Box plot of debt (y-axis) against industry (x-axis) and save the graph

Python

sns.boxplot(data=approval_data, x='Debt', y='Industry')
plt.savefig('debt_industry_py.png')
plt.show()

R

ggplot(approval_data, aes(x=Industry, y=Debt)) +
  geom_boxplot() +
  theme(axis.text.x = element_text(angle=-90, hjust=0, vjust=0))

ggsave("debt_industry_r.png", width=5, height=8)

Box plot of debt (y-axis) against industry (x-axis), save file

Python

sns.boxplot(data=approval_data, x='YearsEmployed', y='Industry')
plt.savefig('employed_industry_py.png')
plt.show()

R

ggplot(approval_data, aes(x=Industry, y=YearsEmployed)) +
  geom_boxplot() +
  theme(axis.text.x = element_text(angle=-90, hjust=0, vjust=0))

ggsave("employed_industry_r.png", width=5, height=8)

Variability comments

From these graphs it is clear to me that there is high enough variability that I would not believe this to be as effective as other categories in making an approval model.

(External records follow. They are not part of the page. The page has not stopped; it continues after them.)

PR #4941, opened 2022-12-11
Disabled button: improve accessibility

distantnative:
So far, disabled buttons don't exists for screenreader. Which is bad when we communicated things like status etc. via disabled buttons. So we need to improve this.

## TODO
- [ ] @bastianallgeier focus state needs some styling I think. How to make it work no matter what context the disabled button is in?

### DIFF
--- a/panel/src/components/Navigation/ButtonDisabled.vue
+++ b/panel/src/components/Navigation/ButtonDisabled.vue
@@ -1,15 +1,16 @@
 <template>
-	<span
+	<button
 		:id="id"
 		:data-disabled="true"
 		:data-responsive="responsive"
 		:data-theme="theme"
 		:title="tooltip"
 		class="k-button"
+		aria-disabled="true"
 	>
 		<k-icon v-if="icon" :type="icon" :alt="tooltip" class="k-button-icon" />
 		<span v-if="$slots.default" class="k-button-text"><slot /></span>
-	</span>
+	</button>
 </template>
 
 <script>


panel/src/components/Navigation/ButtonDisabled.vue
```diff
@@ -1,15 +1,16 @@
 <template>
-	<span
+	<button
 		:id="id"
 		:data-disabled="true"
 		:data-responsive="responsive"
 		:data-theme="theme"
 		:title="tooltip"
 		class="k-button"
+		aria-disabled="true"
```
bastianallgeier, line 9: Shouldn't this just be disabled instead?

distantnative: No, screenreaders will ignore it then. As I read it, it'd be a bad practice in terms of accessibility.

bastianallgeier: Hm, so we basically need two types of disabled buttons, right? Those who should not be read, because it doesn't make sense (i.e. deactivated in dropdowns) and those who still need to convey a message (i.e. status)

distantnative: But why should they be visible but disabled for some people but completely non existent for screenreaders? Shouldn't they just as much get the option to focus it and get read out that there is this button/entry but disabled?

bastianallgeier: Difficult question. There are quite a few folks who hate that we show disabled buttons. I've always belonged to the group who's advocating to show all available options, even if they are disabled. But I don't know how comfortable this is as a blind user. If I can quickly scan the list, I can ignore the disabled ones quite easily. But if I need to navigate through them one by one, it seems quite annoying.

distantnative: Not sure if more annoying or better than not being aware of its existence at all. Too much to assume for me not having any experience as screenreader user.

But the current situation needs to change. Don't think just about drop-down menu, but the status flag is the perfect example that even when disables still is there to communicate information. It must not continue that screenreaders are totally kept away from that information.

distantnative: Or put different: why are we treating our users differently? For those without screenreader we decided it's important that they still see the buttons, dimmed. But for those with screenreaders we decide that shouldn't be the case? I could see arguments for both ways but then we should do it the same way for all users.

bastianallgeier: Your last comment really convinced me. Then we should get this solution done for the 3.9 launch.

bastianallgeier:
Ürks, this is turning into a rabbit hole. 

- When disabled buttons are no longer spans, the switch between ButtonNative and ButtonDisabled is completely useless
- Disabled state could be handled in ButtonNative and ButtonLink which would simplify the setup
- But this means that listeners must not be applied to such disabled elements
- Focus style is currently handled with the data-tabbed implementation, but it has some quirks in the CSS. We should solve this with focus-visible instead, which is now widely supported. 
- The status-icon button component has its own styling rules, which don't place nicely with just improving the focus state for the button component. 

This is one of those places, where we can either fix it quickly for 3.9 and leave the focus styles pretty much as they are. Or we get it right but also refactor our Button component.

distantnative:
I think I'd rather get it right in 3.9.1 - it has been like this for years, probably makes not much difference if now a couple weeks more. But then much better.

lukasbestle:
If we refactor the button component (removing `ButtonDisabled` and merging the behavior into `ButtonNative` and `ButtonLink`), wouldn't this still be something for a major release like 3.9 because of the breaking change?

distantnative:
@lukasbestle I think you are right that this would need to be considered - whether it works for 3.9.1 or 3.10.0. But I wouldn't rush it for 3.9.0

distantnative:
Closing this in favour of https://github.com/getkirby/kirby/pull/5003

From this I can gather that there is a strong reality that even within certain industries there are different sub-industries and jobs that are very different from one another. So I do not believe it would be fair to gauge credit worthiness based on a limited number of industries.

Additional Plots

Correlation Matrix (numeric)

My goal was to see which numeric values where most affected by one another.

# Create modidified DF including only numeric features
num_approval_data = approval_data.select_dtypes(include=['number'])
corr_approval_data = num_approval_data.corr()

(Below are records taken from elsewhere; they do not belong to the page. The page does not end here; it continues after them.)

PR #4942, opened 2022-12-11
Improvements for `Toolkit\A`

distantnative:
Removing some loops in favour of native functions

### DIFF
--- a/src/Toolkit/A.php
+++ b/src/Toolkit/A.php
@@ -114,9 +114,16 @@ class A
 
 					// the element needs to exist and also needs to be an array; otherwise
 					// we cannot find the remaining keys within it (invalid array structure)
-					if (isset($array[$currentKey]) === true && is_array($array[$currentKey]) === true) {
+					if (
+						isset($array[$currentKey]) === true &&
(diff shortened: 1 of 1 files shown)


bastianallgeier (approved):

src/Toolkit/A.php
```diff
@@ -467,13 +480,7 @@ public static function move(array $array, int $from, int $to): array
...
 	public static function missing(array $array, array $required = []): array
 	{
-		$missing = [];
-		foreach ($required as $r) {
-			if (isset($array[$r]) === false) {
-				$missing[] = $r;
-			}
-		}
-		return $missing;
+		return array_values(array_diff($required, array_keys($array)));
```
lukasbestle, line 483: I think this is a breaking change. A value like `['cat' => null]` was treated as missing before, but isn't anymore with `array_keys()`. I guess the expected behavior depends on the use case, but we should document this.

lukasbestle: I've added it as a breaking change to the 3.9.0-rc.1 release notes.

sns.heatmap(corr_approval_data, annot=False, cmap="magma")
plt.show()

# Create modidified DF excluding non-numeric features
num_approval_data <- approval_data[, c("Age", "Debt", "Married",
                            "BankAccount", "YearsEmployed", "PriorDefault",
                            "Employed", "CreditScore", "DriversLicense",
                            "Income", "Approved")]
corr_approval_data <- cor(num_approval_data)
corrplot(corr_approval_data, method='color')

Insight

From this, I gathered that age and income are strongly correlated.

Gender affecting income violin plot (non-numeric)

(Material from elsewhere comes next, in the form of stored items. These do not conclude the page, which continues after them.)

PR #4959, opened 2022-12-16
Improve `Toolkit\Xml`

distantnative:
## Breaking changes

- `Html::tag()` and `Xml::tag()` no longer accept a `null` value for the `$attr` argument. The default value has been changed to an empty array. If you explicitly pass `null` for this argument, please change it to an empty array as well.

### DIFF
--- a/src/Toolkit/Xml.php
+++ b/src/Toolkit/Xml.php
@@ -18,10 +18,8 @@ class Xml
 {
 	/**
 	 * HTML to XML conversion table for entities
-	 *
-	 * @var array
 	 */
-	public static $entities = [
+	public static array|null $entities = [
 		'&nbsp;' => '&#160;', '&iexcl;' => '&#161;', '&cent;' => '&#162;', '&pound;' => '&#163;', '&curren;' => '&#164;', '&yen;' => '&#165;', '&brvbar;' => '&#166;', '&sect;' => '&#167;',
 		'&uml;' => '&#168;', '&copy;' => '&#169;', '&ordf;' => '&#170;', '&laquo;' => '&#171;', '&not;' => '&#172;', '&shy;' => '&#173;', '&reg;' => '&#174;', '&macr;' => '&#175;',
 		'&deg;' => '&#176;', '&plusmn;' => '&#177;', '&sup2;' => '&#178;', '&sup3;' => '&#179;', '&acute;' => '&#180;', '&micro;' => '&#181;', '&para;' => '&#182;', '&middot;' => '&#183;',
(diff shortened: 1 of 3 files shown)


src/Toolkit/Xml.php
```diff
@@ -66,13 +64,13 @@ class Xml
...
-	 * @param string|array $name String: A single attribute with that name will be generated.
-	 *                           Key-value array: A list of attributes will be generated. Don't pass a second argument in that case.
+	 * @param string|array|null $name String: A single attribute with that name will be generated.
+	 *                                Key-value array: A list of attributes will be generated. Don't pass a second argument in that case.
 	 * @param mixed $value If used with a `$name` string, pass the value of the attribute here.
 	 *                     If used with a `$name` array, this can be set to `false` to disable attribute sorting.
 	 * @return string|null The generated XML attributes string
 	 */
-	public static function attr($name, $value = null): string|null
+	public static function attr(string|array|null $name, $value = null): string|null
```
afbora:
```suggestion
	public static function attr(string|array|null $name, mixed $value = null): string|null
```

src/Toolkit/Xml.php
```diff
@@ -408,9 +397,6 @@ public static function tag(string $name, $content = '', array $attr = null, stri
 
 	/**
 	 * Properly encodes tag contents
-	 *
-	 * @param mixed $value
-	 * @return string|null
 	 */
 	public static function value($value): string|null
```
afbora, line 405:
```suggestion
	public static function value(mixed $value): string|null
```

src/Toolkit/Xml.php
distantnative: We decided not to add the mixed type hint anymore as it doesn't add any real benefit while still making PHP complain e.g. when a child class doesn't declare it.

afbora: Got it! Then if there is no type it means mixed type.

afbora: What if we add mixed to subclasses? Especially useful in IDE.

distantnative: We don't always have control of subclasses (plugins etc). And what would be the benefit for IDEs? Mixed means as much as "we don't know which type"

afbora: When calling methods in the IDE, it's very helpful to see what type of argument they want and their return type. I don't fully understand why we don't want to use the `mixed` type that came officially in PHP 8.0. It's not a big deal though 👍

distantnative: But `mixed` isn't any type - so the IDE doesn't show you any useful info. `mixed` says "we don't know".

And PHP doesn't like it a parent class adds `Mixed` but a subclass doesn't. We accept that risk for when type hinting adds benefit - but in the case of mixed it doesn't add any benefit, so we said we'd rather leave it.

afbora: Understand, it's "pseudo" type.

afbora (dismissed):

src/Toolkit/Xml.php
lukasbestle: How can `$name` be `null`? Won't this break on string concatenation? Also, what would the use case be to pass `null`?

distantnative: I remember again - our unit tests start failing a lot when not allowing for `null`: https://github.com/getkirby/kirby/actions/runs/3786702322/jobs/6437840246

distantnative: I assume those currently work, because they also get caught by `$value === null`

lukasbestle: All of these erroneous calls come from `Toolkit/Xml.php:373` (`Xml::tag()`, which accepts `null` for the `$attr` argument).

I'm pretty sure there is no reason to support `null` for this argument either. So I think we should change the default to this:

```diff
- public static function tag(string $name, $content = '', array $attr = null
+ public static function tag(string $name, $content = '', array $attr = []
```

Same for the `Html` class. This is a breaking change, but I think it makes sense. Means that we should merge this for 3.9.0 though.

distantnative: There needed to be one additional line changed which calls `::tag()` with all arguments. But I think then it works. Can you have a look? And then we should add it as breaking change.

lukasbestle (approved):
Looks good to me. 👍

My goal is to use the categorical feauture ‘Gender’ to find disparity in income.

Python

sns.violinplot(data=approval_data, x='Gender', y='Income')
plt.show()

R

ggplot(approval_data, aes(x=Gender, y=Income)) +
  geom_violin(fill = "cornflowerblue") +
  stat_summary(geom = "point", color = "orange") + 
  theme_classic()

Insight

From this, I have gathered that even though males have a higher maximum, both genders appear surpisingly similar.

Final Summary & Reflection

Assumptions

I came into this analysis with minimal assumptions and values. However, some did shape what I was looking for. For example, I was most interested in how attributes that people had no control of (gender, ethnicity) play a role. I believe that a model should be trained on people’s decisions. So I was assuming that gender and ethnicity would play less of a role; however, I was proven somewhat wrong.

Fairness

I believe it is clear based on my prior analysis that some aspects of this dataset are too limited and in need of context to be used for modeling. As we could see with the ethnicity participants, there may have been some representational harm. Many applicants of a particular ethnicity might be highly affected by the majority industry of their ethnicity. This could affect fairness in a negative way.

Biblical Principles

Data visualization and presentation are becoming more and more scrutinized for their lack of credibility. There is a strong temptation to fall to the pressure of one’s superiors, investors, or anyone around them. That is why it is important to have biblical principles surrounding oneself to keep from these temptations. The verse in Micah calls us to realize that all are deserving of justice and kindness, so we should fight to stay away from unfairness. The verse in Genesis describes how we are all trusted by God to work and keep a responsibility. We should be thankful for what God has given us and work at it to the best of our ability. The Ephesians verse reminds us that even though there can sometimes be an uncountable number of participants, we must realize that we are all one in Christ and therefore all deserving of truth and fairness.